From the first line through the one containing "### Alternatives considered", restate the listing word for word, and give no other lines.

....................

PR #4076, opened 2022-02-23
independent page type

### LINKED ISSUE #3730: Store types
### Describe the problem

Previously it was possible to import the types of the various SvelteKit stores from , such as `$page`. This was useful for creating helper functions which relied on stores, like so:

```ts
export function getReturnState(
  page: Page,
  returnState: Record<string, unknown> = {}
): Record<string, unknown> {
  return {
    returnTo: `${page.path}${page.query}`,
    returnState,
  };
}
```

Ideally a way to access an interface that matches the stores. There doesn't seem to be one on the latest SvelteKit (`next-260`).

### Alternatives considered

We could do `typeof $page` possibly, but this doesn't work for plain `.ts` file since we can't use `$` syntax there, and `typeof page` is a readable store which is not what we want.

....................

ANSWER FOR THIS EXERCISE:
PR #4076, opened 2022-02-23
independent page type

### LINKED ISSUE #3730: Store types
### Describe the problem

Previously it was possible to import the types of the various SvelteKit stores from , such as `$page`. This was useful for creating helper functions which relied on stores, like so:

```ts
export function getReturnState(
  page: Page,
  returnState: Record<string, unknown> = {}
): Record<string, unknown> {
  return {
    returnTo: `${page.path}${page.query}`,
    returnState,
  };
}
```

Ideally a way to access an interface that matches the stores. There doesn't seem to be one on the latest SvelteKit (`next-260`).

### Alternatives considered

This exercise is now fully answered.